Gerladine Walther. CU Photo.

Walther joined the Takacs Quartet from the San Francisco Symphony, where she was principal violist for 29 years. Early in her career she won the William Primrose International Competition. In addition to CU, she taught at the San Francisco Conservatory, Mills College in Oakland and Notre Dame de Namur University in Belmont, Cal.

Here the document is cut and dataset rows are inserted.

PR #70, opened 2024-09-25
Implement GCC algorithm in native Postgres

jjnesbitt:
Since we're dealing with larger networks now (i.e. the boston roads dataset), the current algorithm for finding the GCC doesn't perform well enough. An example query on the boston roads dataset takes ~46 seconds. That same query takes ~40ms with this native Postgres query.

@annehaley PTAL and let me know if this maintains the same semantics as the original query.

### DIFF
--- a/uvdat/core/models/networks.py
+++ b/uvdat/core/models/networks.py
@@ -1,8 +1,45 @@
 from django.contrib.gis.db import models as geo_models
-from django.db import models
-import networkx as nx
+from django.db import connection, models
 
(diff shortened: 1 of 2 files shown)


annehaley (commented):
Impressive time delta. The original implementation was done with `networkx`, so I'm not sure about the semantics of the previous algorithm. This new method seems reasonable. Could you either remove the old `get_gcc` method from the `Network` model or move this logic there?

annehaley (approved):

PR #78, opened 2024-10-01
Prevent writing of file if request was not successful

### LINKED ISSUE #72: Fix flaky pytest tests
The [`test_populate`](https://github.com/OpenGeoscience/uvdat/blob/82dd93c0f4f15ea155c02a75d0d6152d180b6b53/uvdat/core/tests/test_populate.py#L23) test downloads external data as a part of the test. This means that if the download fails for any reason (very common with web requests, especially if the host is unreliable), the test will fail. This isn't good practice, as it means that tests can pass or fail independent of any changed code in our codebase. We should aim for our tests to be reproducible, that is, given the same commit in our code base, the test should produce the same result, every time.

To allow for our tests to be reproducible, we can employ the following strategies:

1. Test at the appropriate level. For example, the `populate` management script really just wraps `ingest_use_case`. We should just test that function directly, to allow for more robust tests, instead of relying on proxy functions like `call_command`, which we don't have much control over.
2. Mock data. Rather than relying on the downloading of datasets in our tests, we can mock or generate the minimum data we need to accomplish the task. 
3. Limit test scope. In the above example, `ingest_use_case` really just calls `ingest_datasets`, `ingest_projects`, and `ingest_charts`, sequentially and in that order. We should realistically just test those functions directly, which will give us more control, and isolate the setup to each individual use case. If we then want to test `ingest_use_case` overall, we don't need to test every part of all the subsequent functions, since those are already covered by the individual tests. We can minimally just test that all 3 of them ran successfully.

jjnesbitt:
Closes #72

Currently, the request to retrieve certain files from DKC often fails with a `502 Bad Gateway`, but the file is still written to anyway. Since the file is only written to the first time, this means that if this bad request happens when first running `populate`, the bad file will remain there until the file item is deleted.

### DIFF
--- a/sample_data/ingest_use_case.py
+++ b/sample_data/ingest_use_case.py
@@ -32,6 +32,7 @@ def ingest_file(file_info, index=0, dataset=None, chart=None):
         file_location.parent.mkdir(parents=True, exist_ok=True)
         with open(file_location, 'wb') as f:
             r = requests.get(file_url)
+            r.raise_for_status()
             f.write(r.content)
 
     existing = FileItem.objects.filter(name=file_name)


annehaley (approved):
I agree we should add this line, but I'm not sure it closes the issue. Tests that encounter the nginx 502 error will still fail, albeit with a more informative exception raised.

jjnesbitt:
> I agree we should add this line, but I'm not sure it closes the issue. Tests that encounter the nginx 502 error will still fail, albeit with a more informative exception raised.

You're right, it more just fixes the issue for local dev, since you can just re-run it until it succeeds. I'll remove the link to that issue so this PR won't close it, and reword the issue a bit.

PR #80, opened 2024-10-09
Version Tags

### LINKED ISSUE #65: Add semantic version label to UI
@aashish24 requested that we add a version label to the UI. This could go in the toolbar near "UVDAT" title (either as a tooltip or subtitle) or we could add a footer to the bottom of the page. Add a button to copy version tag, date, and hash to clipboard.

Also, we should update the version tag in `setup.py` and `package.json`.

annehaley:
This PR adds a menu to the toolbar title, which displays the following on hover:

- A link to this repository
- The current version string (full string if the repo is "dirty", tag-only otherwise) and a button to copy to clipboard
- The current version hash and a button to copy to clipboard

This PR also configures semantic release to update the version strings in `setup.py` and `web/package.json` upon release.

Resolves #65.

### DIFF
--- a/setup.py
+++ b/setup.py
@@ -2,6 +2,8 @@ from pathlib import Path
 
 from setuptools import find_packages, setup
 
+__version__ = '0.4.1'
+
 readme_file = Path(__file__).parent / 'README.md'
 if readme_file.exists():
     with readme_file.open() as f:
@@ -12,7 +14,7 @@ else:
 
 setup(
     name='uvdat',
-    version='0.1.0',
+    version=__version__,
     description='',
     long_description=long_description,
     long_description_content_type='text/markdown',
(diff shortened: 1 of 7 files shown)


setup.py
```diff
@@ -2,6 +2,8 @@
 
 from setuptools import find_packages, setup
 
+__version__ = '0.4.1'
```
jjnesbitt, line 5: Do you know if this will be automatically updated by semantic release?

annehaley: According to [the documentation](https://python-semantic-release.readthedocs.io/en/latest/configuration.html#version-variables), setting `version_variables` in our `pyproject.toml` configures semantic release to update this string (and the version string in `package.json`). However, I am not able to test this without making a release.

PR #83, opened 2024-10-11
File Deletion Signals

### LINKED ISSUE #79: Proper MinIO/S3 file deletion.
The data isn't getting properly removed from MinIO/S3 when deleting datasets/file-items/map layers.

https://github.com/OpenGeoscience/uvdat/blob/master/uvdat/core/models/file_item.py#L15

```
@receiver(models.signals.pre_delete, sender=FileItem)
def delete_content(sender, instance, **kwargs):
    if instance.file:
        instance.file.delete(save=False)
```

https://github.com/OpenGeoscience/uvdat/blob/master/uvdat/core/models/map_layers.py#L26
```
@receiver(models.signals.pre_delete, sender=RasterMapLayer)
def delete_raster_content(sender, instance, **kwargs):
    if instance.cloud_optimized_geotiff:
        instance.cloud_optimized_geotiff.delete(save=False)
```
https://github.com/OpenGeoscience/uvdat/blob/master/uvdat/core/models/map_layers.py#L44
```
@receiver(models.signals.pre_delete, sender=VectorMapLayer)
def delete__vectorcontent(sender, instance, **kwargs):
    if instance.geojson_file:
        instance.geojson_file.delete(save=False)
```

annehaley:
Resolves #79.

### DIFF
--- a/uvdat/core/models/file_item.py
+++ b/uvdat/core/models/file_item.py
@@ -1,4 +1,5 @@
 from django.db import models
+from django.dispatch import receiver
 from django_extensions.db.models import TimeStampedModel
 from s3_file_field import S3FileField
 
@@ -21,3 +22,9 @@ class FileItem(TimeStampedModel):
     def download(self):
         # TODO: download
         pass
+
+
+@receiver(models.signals.pre_delete, sender=FileItem)
+def delete_content(sender, instance, **kwargs):
+    if instance.file:
+        instance.file.delete(save=False)
--- a/uvdat/core/models/file_item.py
+++ b/uvdat/core/models/file_item.py
@@ -24,7 +24,7 @@ class FileItem(TimeStampedModel):
         pass
 
 
-@receiver(models.signals.pre_delete, sender=FileItem)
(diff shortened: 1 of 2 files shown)


uvdat/core/models/file_item.py
```diff
@@ -21,3 +22,9 @@ class FileItem(TimeStampedModel):
     def download(self):
         # TODO: download
         pass
+
+
+@receiver(models.signals.pre_delete, sender=FileItem)
```
jjnesbitt, line 27: Wouldn't we want these signals to be `post_delete` instead of `pre_delete`? For example, if there was an exception during the delete (say some check/unique constraint violation), the file would be gone in minio but the row would still exist.

annehaley: Good point. Changed in [4ba2bcb](https://github.com/OpenGeoscience/uvdat/pull/83/commits/4ba2bcb2555639adfc25b537c293cd181698fbdf).

jjnesbitt (approved):

PR #544, opened 2023-04-20
cli: fix default value for --reverse

alexfikl:
Not super sure what's going on here, but this doesn't work as expected, e.g.
```
papis --set sort-reverse true list --sort year <query>
[descending]
papis --set sort-reverse true list --sort year --reverse <query>
[ascending]
papis --set sort-reverse false list --reverse <query>
[ascending]
```
They're all supposed to be ordered descending. Will need to investigate a bit why `click` doesn't like it.

### DIFF
--- a/papis/cli.py
+++ b/papis/cli.py
@@ -40,11 +40,12 @@ def sort_option(**attrs: Any) -> DecoratorCallable:
             help="Sort documents with respect to the FIELD",
             metavar="FIELD",
             **attrs)
+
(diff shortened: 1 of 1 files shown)


alexfikl:
Hm, actually never mind, The issue seems to be that this doesn't work with
```
papis --set sort-reverse true list --sort --reverse <query>
```
while it works fine from the config file. Maybe worth investigating, but not a biggie..

PR #541, opened 2023-04-18
Allow for http URLs where filepaths are required (`add --from bibtex` and `addto`)

f0rki:
Allows for two usecases:
* `papis addto -u https://example.com/paper.pdf paper`
* `papis add --from bibtex https://example.com/paper.bib`

PR #548, opened 2023-05-06
downloaders: improve extension handling

alexfikl:
This tries to add extensions to files downloaded by an importer or downloader.

The motivation is basically that they get opened using `open_file(filename)` at some point and the `opentool` does not necessarily know what type of file it is (not all tools look at the signature). To make this work:
* update the `Downloader.fetch_files` to add extensions to the temporary files.
* update the usage in `papis addto` that supports urls since #541.
* update the usage in `papis add --from bibtex` that also supports urls since #541.

For the downloaders, ran
```
papers --set opentool rifle add --from arxiv 'https://arxiv.org/abs/2305.00377' 
```
which correctly downloads a file with a `pdf` extension and opens it with my PDF viewer through `rifle`, which normally does not recognize the file.


alexfikl:
@ExpandingMan This should add extensions to the files supported by [`filetype`](https://github.com/h2non/filetype.py) and hopefully fix one of your issues. Can you give it a try and see if it works for your use case? I've only tried it with arXiv.

PR #553, opened 2023-05-09
Update typing annotations

alexfikl:
This removes all the comment style annotations `# type: List[str]` in favor of the direct annotations that are available in python 3.6+.

As a plus, we can enable to latest `flake8` too!


alexfikl:
> I agree that updating typing information will be probably better for the future for static analyzers, so let's go! Thank you so much!

Thanks for taking a look! :rocket:

PR #555, opened 2023-05-15
Fixes an error in bib_key conversion

avonmoll:
- outer iteration is done on `key`
- conversion is done to convert some papis fields to appropriate bibtex equivalents (e.g., `abstractNote` -> `abstract`)
- resulting variable was thereafter `bib_key`
- then, the `document` was being queried by `bib_key` (which, if it had been converted, would not be present in `documet`)
- thus anything that got converted would be skipped
- therefore, `bib_value` should be obtained from `document` using original `key` instead of `bib_key`


alexfikl:
Yeah, you're right! Great catch! (and sorry for the bug, since I touched that stuff last :cry:)

PR #558, opened 2023-05-19
Added bibtex type conversion for bookSection

avonmoll:
- there is no bibtex entry for bookSection
- closest option would be `inbook` (which apparently covers chapters and sections within a book


alexfikl:
Looks good to me! Thanks! :rocket: 

It also comes from Zotero, right?

PR #559, opened 2023-05-21
Add exporter for typst bibliography format

alexfikl:
This adds an exporter for the bibliography format supported by [`typst`](https://github.com/typst/typst) which is described [here](https://github.com/typst/hayagriva/blob/main/docs/file-format.md). It's a reasonably simple YAML format, so we just need to translate `papis` keys.

TODO:
* [x] Add some tests
* [x] Support for the `parent` key for chapters in books and proceedings.

### DIFF
--- a/papis/hayagriva.py
+++ b/papis/hayagriva.py
@@ -1,0 +1,131 @@
+from typing import Any, Dict, List
+
+import papis.document
+import papis.logging
+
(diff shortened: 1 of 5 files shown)


alexfikl:
I'll go ahead and merge this since it gives decent results. It's not fully supported, but we can tweak it as we go for better results :rocket:

PR #561, opened 2023-05-22
A few more conversions were needed

avonmoll:
- according to [bibtex](https://bibtex.com/e/entry-types/) `masterthesis` is actually `mastersthesis`
- added conversions for `monograph`, `presentation`, `blogPost`, and `webpage`

### DIFF
--- a/papis/bibtex.py
+++ b/papis/bibtex.py
@@ -55,7 +55,7 @@ bibtex_types: FrozenSet[str] = frozenset([
     "standard",
     "video",
     # type aliases (Section 2.1.2)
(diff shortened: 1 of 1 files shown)


papis/bibtex.py
```diff
@@ -55,7 +55,7 @@
     "standard",
     "video",
     # type aliases (Section 2.1.2)
-    "conference", "electronic", "masterthesis", "phdthesis", "techreport", "www",
+    "conference", "electronic", "mastersthesis", "phdthesis", "techreport", "www",
```
alexfikl, line 58: Yeah, that was likely a typo. Nice catch!

PR #562, opened 2023-05-22
bibtex: add all Zotero fields to converter

alexfikl:
This adds all the item types from https://github.com/zotero/zotero-schema to the bibtex converter.

@avonmoll Hopefully this is a bit more comprehensive now, at least as far as Zotero is concerned. Do you use other software with non-BibTeX fields that should be added?


alexfikl:
> Looks OK to me. In my case, I do not use anything other than papis. I mainly add docs via DOI and sometimes some non-bibtex types end up getting used. For example, this doi: `10.23943/9781400890088` got imported as `type: monograph`. Granted, that was added back in 2021, so I can't say exactly which version of papis I had installed at the time.

Ah, I see! Well, thanks a lot for taking a look and helping fix these things up!

Issue #417, opened 2022-11-10
[QUESTION]: Custom importer


ghost:
First of all thank you for this amazing tool!

As per title, this is not an issue. 

I find myself adding references from a specifc website ( see [here](https://aclanthology.org/2021.naacl-main.208/) ) , which forces me to use the `fallbck` importer and then I need to manually edit part of the `info.yaml`. 

If I were to write a custom importer for this website, is there a way to plug it, w/o having my own fork of papis?

Thannk you!

jghauser:
Not really an answer to your question as I'm not familiar with that part of the code, but couldn't you just use the `doi` importer? The article you linked to has a `doi` and when I tried it, it seemed to do a reasonably good job at getting the metadata. I would simply download the pdf and then import with: 

`papis add --from doi <DOI> <FILEPATH>`

mar4th3:
Thanks for the suggestion! I haven't thought of that. 

However, this does not completely handle my "ideal" setting. As you mentioned:

1. I need to download the file separately and 
2. I need to specify the `--from doi` option

Being able to get the pdf file directly is a must, as I will for sure forget to add it. Regarding 2, to give a bit more of context, I am using [qutebrowser](https://qutebrowser.org/) and have a key shortcut to call papis. This means I would have to add one just to call `papis add --from doi`, which of course I will forget to do when needed.

alexfikl:
Since that website seems to have a DOI, @jghauser's suggestion is probably the best! 

We should add this to the dev documentation, but it's pretty easy to add a new importer / downloader completely separate from the main `papis` codebase. Basically you write your own package with the downloader and then in `setup.py` (or equivalent) you add it to the `entry_points` like we do here:
https://github.com/papis/papis/blob/f47fbc60c01bd0f709eac19cabf5fa43b93e77ed/setup.py#L190-L211
All of these are simple plugins and could be shipped separately from `papis`, so you should be able to use them as a template. I would suggest something like this:
* Make a basic `Downloader` class like e.g. the one for [Springer](https://github.com/papis/papis/blob/f47fbc60c01bd0f709eac19cabf5fa43b93e77ed/papis/downloaders/springer.py).
* In `get_data`, scrape the website for the DOI.
* Once you have the DOI, call [crossref.get_data](https://github.com/papis/papis/blob/f47fbc60c01bd0f709eac19cabf5fa43b93e77ed/papis/crossref.py#L168) on it to get the info and return that!

[...]

PR #575, opened 2023-06-07
downloaders: add ACL Anthology downloader

mar4th3:
Hi! 

This is related to #417 

I finally managed to find some time to take a crack at writing a custom downloader.

Maybe you'd like to have a look?

The main questions that remain is: how do I test if this is working with `papis add`?

Thanks!


alexfikl:
> The main questions that remain is: how do I test if this is working with `papis add`?

I'm not quite sure how you set up your dev environment, but I usually have a virtual environment set up and then install `papis` in editable mode
```
python -m pip install -e '.[develop]'
```
which also installs the entry points for the plugins (like the downloaders). Then you can just do
```
papis add https://acl.org/some-id
```
and see if it correctly pics up the downloader you added and all the metadata.

HACKING.md
```diff
@@ -102,27 +98,100 @@ see the arXiv importers in `arxiv.py`. To add a new importer
...
-  from which a BibTeX file can be downloaded. This is then parsed and merged
-  automatically.
-- (Optional) Implement the `Downloader.get_document_url` method to return an
-  URL from which a document (e.g. PDF file) can be downloaded.
-
-The downloader can then be added to the `"papis.downloader"` key in `setup.py`,
-similarly to an importer.
+from a remote location. They can be implemented in a similar way.
+
+As a example we implement a custom downloader for the [ACL Anthology](https://aclanthology.org/).
```
alexfikl, line 114: The example you added here is great! However it reads more like a tutorial, so maybe it should be in the docs instead?

The docs for the plugin architecture are pretty nonexistent at the moment
https://github.com/papis/papis/blob/2fe163de082b883f804b19ed76d756b02f05dfdb/doc/source/plugins.rst
but we can start something in there.

setup.py
```diff
@@ -4,11 +4,11 @@
 #   ./venv/bin/pip install --editable .
 #   ./venv/bin/pip install --editable .[dev]  # with dev requirements, too
 
+import glob
 import os
 import sys
-import glob
 
-from setuptools import setup, find_packages
+from setuptools import find_packages, setup
```
alexfikl, line 11: I'm guessing most of these changes are from a formatter (black?). We don't really enforce one at the moment, so can you revert these changes?

papis/downloaders/acl.py
```diff
@@ -0,0 +1,89 @@
...
+    ]
+    for url, y_true in TEST_CASES:
+        d = Downloader(url)
+        d.fetch_data()
+
+        print(f"Test: {url}")
+        print("Fetched:")
+        print(f"\t {d.ctx.data}")
+        assert d.ctx.data["acl_anthology_id"] == y_true["acl_anthology_id"]
+        print("\n\n")
```
alexfikl, line 89: These could go into `tests/downloaders`. There's some existing examples in there, but let me know if you need any help setting them up!

alexfikl (commented):
The downloader itself looks good to me! (Haven't tested it yet though)

I've added some high level comments for the tests and formatting, but those are just moving things around, so hopefully not too hard to clean up.

mar4th3:
Hi!

I finally managed to find some time for this. I have updated the code following your comments. Could you please take a look again?

I have added a `test_acl.py`. The tests are failing because the resource files are not created:

```
E       FileNotFoundError: [Errno 2] No such file or directory: '/home/ele/Projects/papis/tests/downloaders/resources/ACL_2021.naacl-main.208.html'
```

Stemming from `get_remote_resource`. Any idea what I'm doing wrong?

Thanks!

alexfikl:
I'll have to look a bit over the docs, but overall this looks good to me! :heart: 

Do the parsed results in the JSON resource files look good to you?

alexfikl:
> > Yeah, that part is a bit undocumented, so I added the missing resources in a few commits.
> 
> Thanks for the cllarification! What do you think about adding a final section into `plugins.rst` about testing?

That's definitely a good idea, but I think we should put it in a separate PR. I have some ideas for simplifying the workflow there and I'll take a crack at it over the weekend!

> Yeah LGTM!

Awesome! Whenever you're ready to take this out of draft status, we can merge it in!

mar4th3:
> By the way, you might need to merge main (or rebase, if that's your preference), since this branch seems to be quite a bit behind. I imagine Github will complain once this is not a draft anymore 😁

I've changed the PR status and no complaints from Github :) I noticed that there are a couple more changes in the PR on other files (e.g. `tui/widgets/diff.py`) but I guess this  is something you introduced.

alexfikl:
> I've changed the PR status and no complaints from Github :)

Yeah, everything seems ok, so in it goes! Thank you very much for all your work on this! :rocket:

> I noticed that there are a couple more changes in the PR on other files (e.g. `tui/widgets/diff.py`) but I guess this is something you introduced.

That was me! I had some local errors from `flake8`, not sure what that was about, but it looks ok on the CI!

Issue #577, opened 2023-06-22
Wrong string escape in commit message.


Sebastian-Jung:
* papis version (`$ papis --version` or commit number): `0c0beb2415cf6bf686b5d38903d3f7245587cef9`

# how to reproduce the issue
In my case, when adding a paper from `arxiv.org` and having auto-commit set to true (by using the `use-git` config option) I end up commiting the message 

```
git commit -m 'Add document: 'PAPER TITLE''
```

Since the Paper Title is in single quotes `'` and the String used for commiting aswell, the bash command fails.

I have only tested it in my setup and only for arxiv, but I assume this is a general issue.

alexfikl:
Fixed by #578.

AlexBocken:
Is a release planned soon? Currently the latest release does not include this fix which makes the git integration difficult to use (at least the auto-commting/mv etc.)

alexfikl:
> Is a release planned soon? Currently the latest release does not include this fix which makes the git integration difficult to use (at least the auto-commting/mv etc.)

@AlexBocken Yeah, there are quite a few fixes that would be good to get out there. I think we're generally ready to push out a release, but I'm afraid there's no particular timeline for it. @alejandrogallo would just need to find some time to do it.

PR #578, opened 2023-06-22
fix(#577): Add shlex.quote(...) to escape string in commit bash command

Sebastian-Jung:
Fixes Issue #577.

I'm not sure about the position of the `import shlex`, since it's also used in the `_issue_git_command` function, but only imported in this function. Should we move the import inside the `commit` function or should we keep the import outside, and remove the import inside the `_issue_git_command`? What was the idea behind keeping the import inside the function? @alexfikl

### DIFF
--- a/papis/git.py
+++ b/papis/git.py
@@ -46,7 +46,7 @@ def add(path: str, resource: str) -> None:
     :param resource: Commit resource
     """
     logger.info("Adding '%s'.", path)
-    cmd = "git add '{}'".format(shlex.quote(resource))
+    cmd = "git add {}".format(shlex.quote(resource))
     _issue_git_command(path, cmd)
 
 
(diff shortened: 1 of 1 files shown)


alexfikl:
> What was the idea behind keeping the import inside the function?

From a bit of `git blame`-ing, that was moved inside the function in #349 to remove some global imports. Since this is a stdlib module, it likely doesn't matter that much, so if it's used in multiple functions, it should be fine to move it to the top level!

papis/git.py
```diff
@@ -33,9 +35,8 @@ def commit(path: str, message: str) -> None:
     :param path: Folder where a git repo exists.
     :param message: Commit message
     """
-
     logger.info("Committing '%s' with message '%s'.", path, message)
-    cmd = "git commit -m '{}'".format(message)
+    cmd = "git commit -m {}".format(shlex.quote(message))
```
alexfikl, line 39: This looks good to me! 

`add` and `remove` also seem to do some quoting of their own. If you have the time, can you check if those need any special handling too?

Sebastian-Jung: I never had Issues with adding or removing, but since escaping the string shouldn't break it and make it more robust, I added it to `add` and `remove`. I tested it quickly and it works without issues 👍🏽

PR #579, opened 2023-06-22
Feature: Allow .pdf urls to work with arxiv importer.

Sebastian-Jung:
Currently, adding arxiv papers using
```
papis add --from arxiv STRING
```
does not allow adding the `.pdf` url as a string (e.g. `https://arxiv.org/pdf/physics/0504179.pdf`).

This pull request checks if the string retrieved from the regular expression ends with .pdf and if so removes it.
It also adds tests for the new usecases as well as a more describing assertion error.


alexfikl:
Nice! In it goes! :rocket:

PR #580, opened 2023-06-23
Unify command calling

alexfikl:
This unifies all the `subprocess` calls to a `papis.utils.run` that does the proper escaping and anything else that's needed. All commands are ported to use this.

### DIFF
--- a/papis/git.py
+++ b/papis/git.py
@@ -1,31 +1,12 @@
 """This module serves as an lightweight interface for git related functions.
 """
-import os
-from typing import List
-import shlex
+from typing import Sequence
 
+import papis.utils
 import papis.logging
 
 
 logger = papis.logging.get_logger(__name__)
-
-
-def _issue_git_command(path: str, cmd: str) -> None:
-    """Issues a general git command ``cmd`` at ``path``.
-
-    :param path: Folder where a git repo exists.
-    :param message: Git command
-    """
-    assert isinstance(cmd, str)
-    path = os.path.expanduser(path)
-    assert os.path.exists(path)
-
-    split_cmd = shlex.split(cmd)
-    logger.debug("Running command: %s.", split_cmd)
-
-    import subprocess
-    os.chdir(path)
-    subprocess.call(split_cmd)
 
 
 def commit(path: str, message: str) -> None:
@@ -35,8 +16,7 @@ def commit(path: str, message: str) -> None:
     :param message: Commit message
     """
     logger.info("Committing '%s' with message '%s'.", path, message)
-    cmd = "git commit -m {}".format(shlex.quote(message))
-    _issue_git_command(path, cmd)
+    papis.utils.run(["git", "commit", "-m", message], cwd=path)
 
 
 def add(path: str, resource: str) -> None:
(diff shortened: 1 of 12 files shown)


alexfikl:
@Sebastian-Jung This reworks all the `git` commands to use `papis.utils.run` instead of `_issue_git_command` and should hopefully quote everything correctly and uniformly without going through `shlex` so much.

It seems to all still work, but if you get a chance to try this PR out and make sure I didn't ruin anything there, that would be great!

papis/utils.py
```diff
@@ -137,15 +131,17 @@ def general_open(file_name: str,
     import shutil
     if not shutil.which(cmd[0]):
         raise FileNotFoundError(
-            "[Errno 2] No such file or directory: '{}'".format(opener))
+            "[Errno 2] No such file or directory: '{}'".format(cmd[0]))
```
Sebastian-Jung, line 134: Error string should be changed to something like `Command not found : {cmd[0]}`

papis/git.py
```diff
@@ -57,10 +36,8 @@ def remove(path: str, resource: str, recursive: bool = False) -> None:
     :param resource: Commit resource
     """
     logger.info("Removing '%s'.", path)
-    # force removal always
```
Sebastian-Jung, line 60: Was there a reason why `-f` was used initially? Does it break something to do a soft remove?

tests/commands/test_run.py
Sebastian-Jung, line 1: Looks good. In case the error in `papis/utils` run function is changed, the test should should also change the expected exception.

Maybe adding a test to `papis/tests/test_utils.py` for the `papis.utils.run`  could also be considered, although it's basically the same as `papis.commands.run`.

Sebastian-Jung (changes requested):
Besides small comments it looks very good and clean! I gave it a quick test and could not find unexpected behavior 👍🏽 Way better then the shlex hacking.

papis/git.py
alexfikl: I'm not sure, but I added it back in the updated version to not change the behavior.

papis/utils.py
alexfikl: Yeah, good idea! 

I'll leave it as a `FileNotFoundError` though, because that's what `subprocess.call` throws as well if the command is not found, e.g.
```
>>> subprocess.call(["non-existent-command"])
...
FileNotFoundError: [Errno 2] No such file or directory: 'non-existent-command'
```

papis/utils.py
```diff
@@ -100,35 +100,29 @@ def parmap(f: Callable[[A], B],
...
-    :param file_name: a file path to open.
-    :param key: a key in the configuration file to determine the opener used,
-        e.g. :ref:`config-settings-opentool`.
-    :param default_opener: an existing executable that can be used to open the
-        file given by *file_name*. By default, the opener given by
-        *key*, if any, or the default ``papis`` opener are used.
+    This is a simple wrapper around :class:`subprocess.Popen` with custom
+    defaults used to call Papis commands.
+
+    :arg cmd: a sequence of arguments to run, where the first entry is expected
```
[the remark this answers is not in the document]
alexfikl: Good idea! Added.

tests/commands/test_run.py
alexfikl: Yeah, many tests use `papis.utils.run` indirectly, so I'm not sure it's worth adding a specific little tests for it.

alexfikl:
> Besides small comments it looks very good and clean! I gave it a quick test and could not find unexpected behavior 👍🏽 Way better then the shlex hacking.

Thanks a lot for the thorough review! I think I got everything, so in it goes :rocket:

She also has appeared a chamber music festivals from Marlboro, Vt., to Santa Fe N.M., and frequently performed as a solo artist. Her chamber music performances include collaborations with Isaac Stern and Pinchas Zuckerman, and the Guarneri, Tokyo and St. Lawrence quartets.

unnamed-2

Richard O’Neill

Korean-American violist O’Neill has been artistic director of Ensemble DITTO, founded in 2007 to introduce chamber music to a wider and younger audience in South Korea and Asia, throughout its 13-year existence. He is an artist of the Chamber Music Society of Lincoln Center and principal violist of Camerata Pacifica in Santa Barbara, Cal.

Walther will perform with the quartet for the remainder of the their campus concerts of the 2019-20 academic year. Her last performance with the group will be at the Prague Spring Festival on May 22, 2020. O’Neill will then succeed her starting with a performance at the Music Academy of the West in Santa Barbara, where he is currently on the faculty.